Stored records
•••
PR #2866, opened 2026-03-23
[fmha-v2] Remove H2D transfer for bmm2 scale, enabling cuda graphs

akhilg-nv:
## 📌 Description

Removes a host to device transfer for setting the bmm2 scale, enabling cuda graphs. Potentially, we can also enable the API to accept a tensor for this scale, such that it can be computed elsewhere and passed in as a constant.

## 🚀 Pull Request Checklist

### ✅ Pre-commit Checks

## 🧪 Tests

## Summary by CodeRabbit

* **Chores**
  * Internal performance optimizations for tensor creation; no user-visible changes.

* **Refactor**
  * Simplified and standardized tensor construction logic to improve reliability and consistency across numeric types, reducing internal complexity without impacting functionality.

### DIFF
--- a/flashinfer/prefill.py
+++ b/flashinfer/prefill.py
@@ -121,7 +121,7 @@ def _create_scale_bmm2_d_tensor(
         return result
     else:
         # FP8, INT8, etc. use FP32 accumulation - create FP32 tensor and view as int32
-        return torch.tensor([scale_bmm2], dtype=torch.float32, device=device).view(
+        return torch.full((1,), scale_bmm2, dtype=torch.float32, device=device).view(
             torch.int32
         )
 
--- a/flashinfer/prefill.py
+++ b/flashinfer/prefill.py
@@ -111,14 +111,18 @@ def _create_scale_bmm2_d_tensor(
     """
     if data_dtype == torch.float16:
         # Create int32 buffer on device, write FP16 value to lower 16 bits via view
-        result = torch.zeros(1, dtype=torch.int32, device=device)
-        result.view(torch.float16)[0] = scale_bmm2
-        return result
+        return (
+            torch.full((1,), scale_bmm2, dtype=torch.float16, device=device)
+            .view(torch.uint16)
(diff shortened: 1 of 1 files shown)


flashinfer/prefill.py
```diff
@@ -111,17 +111,21 @@ def _create_scale_bmm2_d_tensor(
     """
     if data_dtype == torch.float16:
         # Create int32 buffer on device, write FP16 value to lower 16 bits via view
-        result = torch.zeros(1, dtype=torch.int32, device=device)
-        result.view(torch.float16)[0] = scale_bmm2
-        return result
+        return (
+            torch.full((1,), scale_bmm2, dtype=torch.float16, device=device)
```
nvpohanh, line 115: I think this still causes a tiny Fill kernel. 

If we want to eliminate this kernel as well, the solution would be to accept `bmm1_scale` and `bmm2_scale` as a torch.Tensor so that the framework (like SGLang) can provide the scales as device tensors directly (and framework can cache that across decoding steps). 

https://github.com/akhilg-nv/flashinfer/blob/bdf29115facde5097b050c5ffdf60f0eae9826f9/flashinfer/prefill.py#L4088-L4089

See this as an example: https://github.com/akhilg-nv/flashinfer/blob/bdf29115facde5097b050c5ffdf60f0eae9826f9/flashinfer/prefill.py#L3725-L3726

nvpohanh: cc @jimmyzho

akhilg-nv: Correct, Jimmy has this draft [PR](https://github.com/flashinfer-ai/flashinfer/pull/2841) up which allows the scale to be `Union[float, torch.Tensor]`. I think we will still want to keep the logic in this PR for the case where the input is a float, but perhaps it may be better to force it to be a tensor?

akhilg-nv:
Closing as its addressed by https://github.com/flashinfer-ai/flashinfer/pull/2841

Issue #2887, opened 2026-03-24
[DeepSeek][Perf] Post-MoE AllReduce trigger_completion_at_end=False


benchislett:
TRTLLM AR+Norm Fusion kernel uses `trigger_completion_at_end=launch_with_pdl`, and does not expose this option to the caller interface.

Using `trigger_completion_at_end=False` can enable **4%+ E2E speedup for DeepSeek** in vLLM. FlashInfer should either expose this to the caller, or set it to False internally. Setting it to `launch_with_pdl` effectively nullifies the option.

```
        trtllm_allreduce_fusion(
            allreduce_in=input_flat,
            world_size=workspace.world_size,
            world_rank=workspace.rank,
            token_num=token_num,
            hidden_dim=hidden_dim,
            workspace_ptrs=workspace.workspace_tensor,
            launch_with_pdl=launch_with_pdl,
            trigger_completion_at_end=launch_with_pdl,  # Same meaning
            fp32_acc=fp32_acc,
            pattern_code=pattern,  # type: ignore[arg-type]
            use_oneshot=use_oneshot,
            allreduce_out=output_flat,
            residual_in=residual_in_flat,
            residual_out=residual_out_flat,
            norm_out=norm_out_flat,
            quant_out=quant_out_flat,
            scale_out=scale_out,  # scale_out is not reshaped
            rms_gamma=rms_gamma,  # 1D tensor, no reshape needed
            rms_eps=rms_eps,
            scale_factor=scale_factor,
            layout_code=layout_code,  # type: ignore[arg-type]
            metadata=workspace.metadata,
        )
```

This leads to very little PDL overlap between the Fused-AR and the subsequent QKV Projection in DeepSeek:

<img width="1826" height="97" alt="Image" src="https://github.com/user-attachments/assets/ce2915f5-b463-4de3-8245-1fbfada1e8e9" />

Changing it to `False` will have the PDL trigger early:
```
  cudaGridDependencySynchronize();
  if constexpr (!TriggerCompletionAtEnd) {                                                                                                                                                                                                                                                                                              
      cudaTriggerProgrammaticLaunchCompletion();
  }
```

<img width="1491" height="97" alt="Image" src="https://github.com/user-attachments/assets/12c02c89-8166-4e6a-baa2-c8c2538b921d" />

[...]

PR #2894, opened 2026-03-25
fix: expose trigger_completion_at_end through unified API

nv-yunzheq:
## 📌 Description

Fix issue #2887, original logic of `trigger_completion_at_end` equals to `enable_pdl` is wrong. Expose as a separate parameter in the unified API.

## 🚀 Pull Request Checklist

### ✅ Pre-commit Checks

## 🧪 Tests

## Summary by CodeRabbit

* **New Features**
  * Added an optional control to choose when kernel completion is signaled, enabling early signaling to allow overlap with follow-up work or deferring until kernels finish for safety; execution paths now respect this option to improve collective communication flexibility and performance.

* **Documentation**
  * Clarified API semantics and updated wording around programmatic dependent launch and completion behavior.

### DIFF
--- a/.github/labeler.yml
+++ b/.github/labeler.yml
@@ -1,0 +1,48 @@
+# Configuration for actions/labeler
+# Docs: https://github.com/actions/labeler
+
+"op: attention":
+  - changed-files:
+      - any-glob-to-any-file:
+          - "flashinfer/attention.py"
+          - "flashinfer/decode.py"
+          - "flashinfer/prefill.py"
+          - "flashinfer/mla/**"
+          - "flashinfer/xqa.py"
+          - "flashinfer/jit/attention/**"
+          - "include/flashinfer/attention/**"
+          - "csrc/fmha_v2/**"
+          - "csrc/xqa/**"
+          - "csrc/cutlass_mla*"
+          - "tests/attention/**"
+
+"op: moe":
+  - changed-files:
+      - any-glob-to-any-file:
+          - "flashinfer/fused_moe/**"
+          - "flashinfer/jit/fused_moe.py"
+          - "flashinfer/jit/moe_utils.py"
+          - "csrc/fused_moe/**"
+          - "csrc/trtllm_fused_moe*"
+          - "csrc/moe_utils*"
+          - "include/flashinfer/trtllm/fused_moe/**"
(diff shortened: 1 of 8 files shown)


flashinfer/comm/allreduce.py
```diff
@@ -611,7 +619,9 @@ def _flatten_checked(t, name):
             hidden_dim=hidden_dim,
             workspace_ptrs=workspace.workspace_tensor,
             launch_with_pdl=launch_with_pdl,
-            trigger_completion_at_end=launch_with_pdl,  # Same meaning
+            trigger_completion_at_end=trigger_completion_at_end
+            if trigger_completion_at_end is not None
+            else launch_with_pdl,
```
benchislett: I'm not entirely sure this default is needed. The PDL sync will be a no-op if PDL is not enabled anyways, so there's no real difference if it's at the start or the end. Might be easier to just have it be `trigger_completion_at_end: bool = True` with the default being the safe option, and can be overrided to False for the opt-in optimization

benchislett: Or just have it default to True when left as None

nv-yunzheq: Agree, addressed in the latest commit.

flashinfer/comm/allreduce.py
```diff
@@ -494,7 +495,14 @@ def allreduce_fusion(
...
                  Note: MNNVL only supports patterns 0 and 1
-        launch_with_pdl: Use Persistent Dependency Launch
+        launch_with_pdl: Use Programmatic Dependent Launch
+        trigger_completion_at_end: Controls when PDL completion is signaled.
+                     None (default): follows launch_with_pdl for backward compatibility.
+                     True: signal completion after the kernel finishes (safe, no overlap).
+                     False: signal completion early, allowing the next PDL-aware kernel
+                     to overlap with this one. Only safe when the subsequent kernel also
+                     uses cudaGridDependencySynchronize(). Can yield 4%+ E2E speedup
+                     for models like DeepSeek.
```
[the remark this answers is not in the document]
benchislett: Agree with the bot, MNNVL has it hard-coded in the middle-ish of the kernel. Should be made clear that this is not a universal option

PR #2897, opened 2026-03-26
Add Relu2 activation support in CUTLASS MoE backend and fix autotuner async CUDA error handling

askliar:
## Summary
- **Add Relu2 (squared ReLU) activation support** for the CUTLASS MoE GEMM path, enabling models that use Relu2 as their MoE gate activation (e.g. Nemotron-H MTP draft model) to run through the FlashInfer CUTLASS backend instead of throwing `InvalidType` at runtime.
- **SM121 (GB10) tile filtering for CUTLASS MoE GEMM** — GB10 has ~99 KB SMEM per block (vs ~228 KB on GB200/SM120). Three of the four FP4 grouped GEMM tiles and several Ampere-style bf16 tiles exceed this budget and fail at runtime. This PR filters them out at the runtime tactic selection level so the autotuner never tries known-bad configurations.
- **Fix autotuner async CUDA error propagation** — when a tactic probe launches a kernel that fails asynchronously (e.g. `cudaErrorIllegalInstruction`), the sticky error was not cleared and would surface later during CUDA graph capture or inference. Added `torch.cuda.synchronize()` drain and demoted the "Skipping tactic" log from WARNING to DEBUG since these failures are expected and recoverable.
- **Separate JIT cache key for SM121** — SM12.1 now normalizes to arch key `121f` instead of sharing `120f` with SM12.0, ensuring the JIT cache is isolated per architecture.
## Depends on
This PR should be merged **after** #2913 (enable GDC for CUTLASS fused MoE PDL on SM12x), which adds the `-DCUTLASS_ENABLE_GDC_FOR_SM100=1` compile flags that this PR's SM120 module generator relies on.
### Relu2 activation (`epilogue_helpers.h`, `moe_gemm_template_dispatch.h`)
Two pieces were missing:
1. `epilogue_helpers.h` had no `EpilogueOpDefaultRelu2` tag struct or `Epilogue` partial specialization, so there was no CUTLASS epilogue type for Relu2.
2. `moeGemmBiasAct()` had no `case ActivationType::Relu2`, causing it to fall through to `InvalidType` and throw.
The `Relu2` functor itself (`relu(x)²`) already existed in `fused_activations.h` — this PR just wires it into the epilogue dispatch.
### SM121 tile filtering (`cutlass_heuristic.cpp`, `compilation_context.py`)
| GPU | Arch | SMEM/block |
|-----|------|-----------|
| GB200 | SM120 | ~228 KB |
| GB10 | SM121 | ~99 KB |
**FP4 grouped GEMM (TMA Warp-Specialized path):**
- Added `get_candidate_configs_sm121()` that returns only `CtaShape128x128x64B` (~73 KB, fits in 99 KB). The other three SM120 tiles (128x128x128B, 256x128x64B, 128x256x64B) all exceed 99 KB.
- Changed dispatch from `sm >= 120` to `sm == 120` + separate `sm == 121` branch.
**Ampere-style bf16/FP8 grouped GEMM (SM80 path):**
- Added `filter_sm121` lambda in `get_candidate_tiles()` that removes tiles where both M >= 128 and N >= 128, since these also exceed SM121's SMEM budget.
**JIT cache separation:**
- `compilation_context.py`: SM12.1 now returns `(12, "1f")` instead of `(12, "0f")`, giving GB10 cache path `~/.cache/flashinfer/<version>/121f/` separate from GB200's `120f/`.
### Autotuner robustness (`autotuner.py`)
- Demoted "Skipping tactic" log from `WARNING` to `DEBUG` — tile-incompatibility failures are expected on SM121 and should not spam logs.
- Added `torch.cuda.synchronize()` drain after failed tactic probes to clear sticky async CUDA errors (e.g. `cudaErrorIllegalInstruction` from failed TMA WS GEMM probes) before they surface during CUDA graph capture.

## Test plan

- Existing MoE tests pass (`pytest tests/moe/`)
- Relu2-specific tests: `pytest tests/moe/test_trtllm_gen_fused_moe.py -k Relu2`
- Manual: run Nemotron-H MTP on GB10 (SM121) with FlashInfer CUTLASS backend:
  - No `WARNING [Autotuner]: Skipping tactic` log spam
  - No sticky CUDA errors during graph capture
  - Only `CtaShape128x128x64B` FP4 grouped GEMM tile selected
  - JIT cache at `~/.cache/flashinfer/0.6.7/121f/`

### DIFF
--- a/csrc/nv_internal/tensorrt_llm/kernels/cutlass_kernels/cutlass_heuristic.cpp
+++ b/csrc/nv_internal/tensorrt_llm/kernels/cutlass_kernels/cutlass_heuristic.cpp
@@ -128,6 +128,20 @@ std::vector<CutlassTileConfig> get_candidate_tiles(
     gemm_type = CutlassGemmType::Fp8;
   }
 
+  // SM121 (GB10) has ~99 KB SMEM — Ampere-style tiles where both M>=128 and N>=128
+  // exceed the SMEM budget. Filter them out so the autotuner doesn't waste time on
+  // known-bad configs.
+  auto filter_sm121 = [sm](std::vector<CutlassTileConfig> configs) {
+    if (sm != 121) return configs;
+    std::vector<CutlassTileConfig> filtered;
+    for (auto const& c : configs) {
+      TileShape ts = get_cta_shape_for_config(c);
+      if (ts.m >= 128 && ts.n >= 128) continue;
+      filtered.push_back(c);
+    }
+    return filtered;
+  };
+
   std::vector<CutlassTileConfig> base_configs{
       CutlassTileConfig::CtaShape32x128x64_WarpShape32x32x64,
       CutlassTileConfig::CtaShape64x128x64_WarpShape32x64x64};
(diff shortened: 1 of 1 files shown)


flashinfer/jit/fused_moe.py
```diff
@@ -73,6 +75,7 @@ def gen_cutlass_fused_moe_sm100_module(use_fast_build: bool = False) -> JitSpec:
         "-DENABLE_FP8",
         "-DENABLE_FP4",
         "-DUSING_OSS_CUTLASS_MOE_GEMM",
+        "-DCUTLASS_ENABLE_GDC_FOR_SM100=1",
```
amirkl94, line 78: @askliar What does this flag do?
Is there a way to add it in some common flags area or something?

amirkl94:
General question, why is the change in https://github.com/flashinfer-ai/flashinfer/pull/1954 not enough for your case? It probably goes for a different code-path but I'd like to make sure we're not missing a different bug that causes this.

flashinfer/autotuner.py
```diff
@@ -781,6 +765,13 @@ def choose_one(
                                         f"[Autotuner]: Failed when profiling {r} {tac}, shapes={shapes}. Error occurred: {e}"
                                     )
 
+                                    # Clear any pending async CUDA errors (e.g.
```
amirkl94, line 784: A bit of nitpicking but consider splitting this into a different PR

flashinfer/jit/fused_moe.py
johnnynunez: needed for activate PDL https://github.com/flashinfer-ai/flashinfer/issues/2708

eugr:
@askliar - according to [CUDA documentation](https://docs.nvidia.com/cuda/cuda-programming-guide/05-appendices/compute-capabilities.html), sm120 also has 99KB of shared memory, which makes sense, because sm120/sm121 are pretty much identical. Not sure where 228KB for sm120 comes from?

Also, I haven't looked at more detail, but I assume it will build correctly for Spark if FLASHINFER_CUDA_ARCH_LIST=12.1a (not 12.1f), right?

askliar:
@eugr just FYI, I have split this PR into two separate ones:
(Relu2, merged) https://github.com/flashinfer-ai/flashinfer/pull/2927
(Tactic errors, in review) https://github.com/flashinfer-ai/flashinfer/pull/2926

I will keep updating the latter with your comments!
Now to your questions:
1. Your comment on SM120 is correct, my understanding was wrong! Thank you and I will update FlashInfer to reflect that.
2. 12.1a/f are both okay, yes! 

Thank you for your contributions!

eugr:
Thanks!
•••
Pull each line containing "meaning" from the records.

            trigger_completion_at_end=launch_with_pdl,  # Same meaning
-            trigger_completion_at_end=launch_with_pdl,  # Same meaning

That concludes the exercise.